The group said the villagers had believed taking shelter with the highly-respected monks in the area might guarantee them protection. Others in the village had evacuated before the soldiers arrived.
Details of the incident are difficult to verify, but the savage nature of the attack against unarmed civilians is not new in this part of Myanmar, which has seen some of the strongest resistance to the military junta since the coup.
The KNDF told the BBC that since 25 February, there had been increased clashes and fighting as junta soldiers had advanced on the Nan Nein area and its monastery.
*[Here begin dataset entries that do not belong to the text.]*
PR #654, opened 2021-11-08
Fix string enum serialization

### LINKED ISSUE #626: Change of behavior in `str(pystac.RelType.root)`
In pystac 1.0, calling str on the value of an enum like `RelType.ROOT` would return the value:

```python
In [1]: import pystac

In [2]: str(pystac.RelType.ROOT)  # pystac 1.0.0
Out[2]: 'root'
```

On the latest release (1.1.0) that includes the class name.

```python
In [4]: str(pystac.RelType.ROOT)
Out[4]: 'RelType.ROOT'
```

I suspect this was changed in https://github.com/stac-utils/pystac/pull/514.

I was relying on the old behavior in https://github.com/TomAugspurger/xstac, which seems useful to me. Do we want to restore the 1.0 behavior? Or stick with the 1.1 behavior?

### LINKED ISSUE #652: link.py to_dict is not properly serializing RelType enum values
The `to_dict` function in `link.py` is not serializing `rel` properly in case of using a `RelType` enum.
(`rel` is an `Union[str, RelType]`)
https://github.com/stac-utils/pystac/blob/0ca29725fc58b1d6e6c21d0928ddafb690c0536f/pystac/link.py#L314

In my example, by default the `rel` is `pystac.RelType.ROOT` and when I call the `to_dict` function on a `Collection` object, the `link` included in the `dictionary` returned is the following:
`'links': [{'rel': <RelType.ROOT: 'root'>, 'href': '/home/paul/code/linz/topo-processor/collection.json', 'type': <MediaType.JSON: 'application/json'>}]`
I would expect that `to_dict` return the `str` enum value `"root"` in my case.

Note that causes an `Unsupported type: 'RelType'` error when calling a `jsonschema-rs` validator with this dict.

duckontheweb:
**Related Issue(s):**

- Closes #652 
- Closes #626

**Description:**

Creates a `StringEnum` class that overwrites the default `__str__` method to return the value of the enum. All instances of classes inheriting from `str` and `Enum` have been updated to inherit from this base class, including `RelType`.

**PR Checklist:**

### DIFF
--- a/tests/test_link.py
+++ b/tests/test_link.py
@@ -186,6 +186,18 @@ class LinkTest(unittest.TestCase):
         assert link.title == link_title
         assert link.to_dict().get("title") == link_title
 
+    @unittest.expectedFailure
+    def test_serialize_link(self) -> None:
+        href = "https://some-domain/path/to/item.json"
+        title = "A Test Link"
+        link = pystac.Link(pystac.RelType.SELF, href, pystac.MediaType.JSON, title)
+        link_dict = link.to_dict()
+
+        assert str(link_dict["rel"]) == "self"
+        assert str(link_dict["type"]) == "application/json"
+        assert link_dict["title"] == title
+        assert link_dict["href"] == href
+
 
 class StaticLinkTest(unittest.TestCase):
     def setUp(self) -> None:
--- a/tests/test_link.py
+++ b/tests/test_link.py
@@ -192,10 +192,10 @@ class LinkTest(unittest.TestCase):
         link = pystac.Link(pystac.RelType.SELF, href, pystac.MediaType.JSON, title)
         link_dict = link.to_dict()
 
-        assert str(link_dict["rel"]) == "self"
-        assert str(link_dict["type"]) == "application/json"
-        assert link_dict["title"] == title
-        assert link_dict["href"] == href
+        self.assertEqual(str(link_dict["rel"]), "self")
+        self.assertEqual(str(link_dict["type"]), "application/json")
+        self.assertEqual(link_dict["title"], title)
+        self.assertEqual(link_dict["href"], href)
 
 
 class StaticLinkTest(unittest.TestCase):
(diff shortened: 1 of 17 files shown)


duckontheweb:
cc: @tomaugsperber

tests/test_link.py
```diff
@@ -186,6 +186,17 @@ def test_title_as_init_argument(self) -> None:
         assert link.title == link_title
         assert link.to_dict().get("title") == link_title
 
+    def test_serialize_link(self) -> None:
+        href = "https://some-domain/path/to/item.json"
+        title = "A Test Link"
+        link = pystac.Link(pystac.RelType.SELF, href, pystac.MediaType.JSON, title)
+        link_dict = link.to_dict()
+
+        assert str(link_dict["rel"]) == "self"
```
TomAugspurger, line 195: Is this project using unittest still, or has it migrated to pytest? Might want self.assertEqual.

TomAugspurger (approved):

tests/test_link.py
duckontheweb: We're still on `unittest`. I would definitely be in favor of switching to `pytest` if someone were willing to do the legwork to convert our tests.

duckontheweb: Changed these to `self.assertEqual` in the latest commit, thanks for the suggestion!

lossyrob:
@duckontheweb  I see a number of Enums that are still inheriting from `(str, enum.Enum)`. See the raster, sar, and sat extensions. Is there a reason these shouldn't also be StringEnums?

duckontheweb:
> @duckontheweb I see a number of Enums that are still inheriting from `(str, enum.Enum)`. See the raster, sar, and sat extensions. Is there a reason these shouldn't also be StringEnums?

Ah, sorry. The find/replace I used was just looking for `str, Enum`. I'll broaden that and convert those others as well.

duckontheweb:
> > @duckontheweb I see a number of Enums that are still inheriting from `(str, enum.Enum)`. See the raster, sar, and sat extensions. Is there a reason these shouldn't also be StringEnums?
> 
> Ah, sorry. The find/replace I used was just looking for `str, Enum`. I'll broaden that and convert those others as well.

@lossyrob This is fixed in the latest commit.

lossyrob (approved):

Nan Nein is on the main route from Shan state to Kayah state, a road the junta believes is critical to arms supply to the insurgent groups fighting against them.
It is also an area with a mixed population of sometimes rival ethnic groups: Pa-O, Shan and Karenni people.
The Pa-O National Organisation and its armed wing are strongly pro-junta in the area. Locals report the army has stepped up efforts to reinforce such pro-junta ethnic militias in the region to challenge the opposition who control the area.
And in recent months, attacks and counter-attacks had paved the way for the escalation on Saturday, observers say.
"The Karenni groups have captured some villages and so the Myanmar military is now shelling them," a village official near the military outpost of Saung Pyaung told the local The Irrawaddy newspaper.
Such fighting has also displaced thousands of people, local aid groups report.
Myanmar's military leaders had been hoping to hold an election this year in the belief this would give their government some badly-needed legitimacy.
But their failure to crush opposition to their rule, even with the extensive use of aerial bombardment in recent months, has made holding an election a near impossible task.
Myanmar has been caught up in a civil war for decades, which escalated after the coup in 2021.
One-and-a-half million people have been displaced, 40,000 homes have been gutted, eight million children are no longer in school, and 15 million people are judged by the UN to be dangerously short of food.
More than 2,900 people have been killed during the junta's crackdown on dissent, according to monitoring group the Assistance Association for Political Prisoners.